Translated from [ROI 2022 D2T4](https://neerc.ifmo.ru/school/archive/2021-2022/ru-olymp-roi-2022-day2.pdf). In the design class at the Sirius Educational Center, a team designed an industrial robot. These robots will put parts into $n$ containers numbered from $1$ to $n$. Each container can hold at most $a_i$ parts. There are $m$ robots in total. Initially, robot $j$ has $c_j$ parts. Also, robot $j$ has a working range determined by two numbers $l_j$ and $r_j$, meaning it can only put parts into containers with indices from $l_j$ to $r_j$ (inclusive). Robots try to put as many parts as possible into the containers. Robots are of two types. If a robot has type $t_j = 0$, then its working range always stays unchanged. If a robot has type $t_j = 1$, it can change its working range. If the container numbered $x$ is designated as the most important container, then the working range of every type $1$ robot will expand so that this range contains container $x$. In other words, for a type $1$ robot $j$, its working range will become $[\min(l_j,x),\max(r_j,x)]$.

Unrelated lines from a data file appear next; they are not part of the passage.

PR #288, opened 2026-07-03
feat: Add reconciliation retry observability metrics

rawadhossain:
## Description
This PR adds two new metrics

### `node_readiness_api_conflicts_total`

Tracks how many API conflicts occur during controller operations. Previously, only conflicts that exhausted all retries were visible through `node_readiness_failures_total`. If a retry succeeded, there was no signal that a conflict had happened. This metric makes those retries visible and helps identify API server contention earlier.

### `node_readiness_reconcile_requeue_total`
Tracks why a rule reconciliation is requeued. Right now, we know a rule is being requeued, but we don't know which stage caused it. This metric records the reason for the requeue, making it easier to identify where reconciliation is failing.

The metric is labeled by `reason`, currently covering:
- `status_update_error`
- `cleanup_error`
- `taint_cleanup_error`

## Type of Change
/kind feature

## Testing
- Added tests coverages.

## Checklist
- [x] `make test` passes
- [x] `make lint` passes

### DIFF
--- a/internal/controller/nodereadinessrule_controller.go
+++ b/internal/controller/nodereadinessrule_controller.go
@@ -155,12 +155,14 @@ func (r *RuleReconciler) Reconcile(ctx context.Context, req ctrl.Request) (ctrl.
 	// Update rule status
 	if err := r.Controller.updateRuleStatus(ctx, rule); err != nil {
 		log.Error(err, "Failed to update rule status", "rule", rule.Name)
+		metrics.ReconcileRequeue.WithLabelValues(rule.Name, "status_update_error").Inc()
 		return ctrl.Result{RequeueAfter: time.Minute}, err
 	}
 
 	// Clean up status for deleted nodes
 	if err := r.Controller.cleanupDeletedNodes(ctx, rule, nodeList); err != nil {
 		log.Error(err, "Failed to clean up deleted nodes", "rule", rule.Name)
+		metrics.ReconcileRequeue.WithLabelValues(rule.Name, "cleanup_error").Inc()
 		return ctrl.Result{RequeueAfter: time.Minute}, err
 	}
 
@@ -188,6 +190,7 @@ func (r *RuleReconciler) reconcileDelete(ctx context.Context, rule *readinessv1a
 	log.Info("Cleaning up taints for deleted rule", "rule", rule.Name)
 	if err := r.Controller.cleanupTaintsForRule(ctx, rule, nodeList); err != nil {
 		log.Error(err, "Failed to cleanup taints for rule", "rule", rule.Name)
+		metrics.ReconcileRequeue.WithLabelValues(rule.Name, "taint_cleanup_error").Inc()
 		return ctrl.Result{RequeueAfter: time.Minute}, err
 	}
 
@@ -216,6 +219,8 @@ func (r *RuleReconciler) reconcileDelete(ctx context.Context, rule *readinessv1a
 	metrics.ConditionEvaluationFailures.DeletePartialMatch(ruleLabel)
 	metrics.TaintOperations.DeletePartialMatch(ruleLabel)
 	metrics.ReconciliationLatency.DeletePartialMatch(ruleLabel)
+	metrics.APIConflicts.DeletePartialMatch(ruleLabel)
+	metrics.ReconcileRequeue.DeletePartialMatch(ruleLabel)
 
 	return ctrl.Result{}, nil
 }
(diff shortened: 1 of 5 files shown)


internal/controller/nodereadinessrule_controller.go
```diff
@@ -155,12 +155,14 @@ func (r *RuleReconciler) Reconcile(ctx context.Context, req ctrl.Request) (ctrl.
 	// Update rule status
 	if err := r.Controller.updateRuleStatus(ctx, rule); err != nil {
 		log.Error(err, "Failed to update rule status", "rule", rule.Name)
+		metrics.ReconcileRequeue.WithLabelValues(rule.Name, "status_update_error").Inc()
```
AvineshTripathi, line 158: there are other places too in `Reconcile` where we requeue for e.g. https://github.com/kubernetes-sigs/node-readiness-controller/blob/main/internal/controller/nodereadinessrule_controller.go#L151

maybe a defer function would make more sense here. Thoughts?

AvineshTripathi (commented):
I did some initial review and I had some questions:

- Are we planning to visualize these metrics? If so, then how?
- What type of answer will an operator get from these? I feel these are metrics for the controller itself, which will tell how controller is behaving in concurrent env

rawadhossain:
> I did some initial review and I had some questions:
> 
> * Are we planning to visualize these metrics? If so, then how?
> * What type of answer will an operator get from these? I feel these are metrics for the controller itself, which will tell how controller is behaving in concurrent env

That's a fair point. Both metrics are meant to land in Grafana as  alert companions  along with the existing SLOs.

It may feel a bit controller centric, but here's how I was looking at it.

`api_conflicts_total`, gives the operator an early signal that the controller is starting to experience API server write contention. Right now we only know about it once retries are exhausted and an operation fails. This metric makes those retries visible earlier. To me, that felt useful as the operator gets a chance to notice the issue before it starts affecting the controller.

For `reconcile_requeue_total`, I think you're right. It mainly tells us which stage inside the reconciler is causing the requeue, which is probably more useful for controller than operator. I'm okay dropping this metric from the PR and revisit later if we feel there's any need.

internal/controller/nodereadinessrule_controller.go
rawadhossain: I looked into using a `defer`, but I don't think it simplifies things much. We'd still need to set the `reason` at each requeue site so the deferred function knows which label to increment. It would also require named returns, handling early exits before `rule` is available, and a separate `defer` in `reconcileDelete()` for `taint_cleanup_error`, so I'm not sure if a defer would help much here.

For the line you linked (L151), we actually left that one out on purpose, `processAllNodesForRule()` always returns `nil`, so that error path is never reached. But `updateRuleStatus()`, can actually fail and return a real error, so I felt that was worth instrumenting.

AvineshTripathi: I agree but in past we have add a discussion to allow processAllNodesForRule to return error. Also there are other places too like https://github.com/kubernetes-sigs/node-readiness-controller/blob/main/internal/controller/nodereadinessrule_controller.go#L122

AvineshTripathi:
I dont mind having these metrics but not sure if they should go on any dashboards. wdyt @ajaysundark

rawadhossain:
Hey @AvineshTripathi @ajaysundark, just to close the loop on this
`api_conflicts_total` does have a dashboard panel (API Conflict Rate by Operation) in the Rule Bottleneck Ranking section. The idea is to make API conflicts visible before they become a problem. 

I'm okay to drop `reconcile_requeue_total` from this PR though and revisit it later if there's a stronger operator use case.

AvineshTripathi:
From the last meeting, did we see the possibility of api_error metrics going as a log and not metrics? Intuitively I too feel being a log makes more sense

rawadhossain:
Hi @AvineshTripathi, you're right and I dug into this properly after the meeting discussion.

I also looked into moving it fully to logs, but the project has no log aggregation setup. 
So went with a different approach, I updated the existing `node_readiness_failures_total` metric with conflict specific reason labels. While doing this, I also found and fixed a missing failure metric in the status patch path.

I've raised PR [#320](https://github.com/kubernetes-sigs/node-readiness-controller/pull/320) with this approach, so I'll close this PR.

internal/metrics/metrics.go
```diff
@@ -117,6 +117,27 @@ var (
...
+				"Increments per conflict, not per exhaustion (see node_readiness_failures_total for that). " +
+				"operation: add_taint|remove_taint|mark_bootstrap|process_node|cleanup_nodes|update_status",
+		},
+		[]string{"rule", "operation"},
+	)
+
+	// Counts error driven requeues in RuleReconciler, keyed by the failing stage.
+	ReconcileRequeue = prometheus.NewCounterVec(
+		prometheus.CounterOpts{
+			Name: "node_readiness_reconcile_requeue_total",
```
ajaysundark, line 135: Controller-runtime already exposes requeue metrics: https://github.com/kubernetes-sigs/controller-runtime/blob/6ec95076a056c7a36c0d8acc8316da796426df7e/pkg/internal/controller/metrics/metrics.go#L39. We dont need to duplicate them.

ajaysundark:
/close

superseded by #320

For each $x$ from $1$ to $n$, compute the maximum number of parts that the robots can put into the containers when container $x$ is considered the most important container.

This problem has multiple test cases. The first line contains an integer $t$, the number of test cases. For each test case, the first line contains two integers $n$ and $m$, the number of containers and the number of robots. The next line contains $n$ integers $a_1,a_2,\dots,a_n$, the capacities of the containers. Each of the next $m$ lines contains four integers $l_j, r_j, c_j, t_j$, describing the robot's working range, the number of parts it initially carries, and the robot type.

For each test case, output $n$ integers, representing the answers for all $x$ from $1$ to $n$.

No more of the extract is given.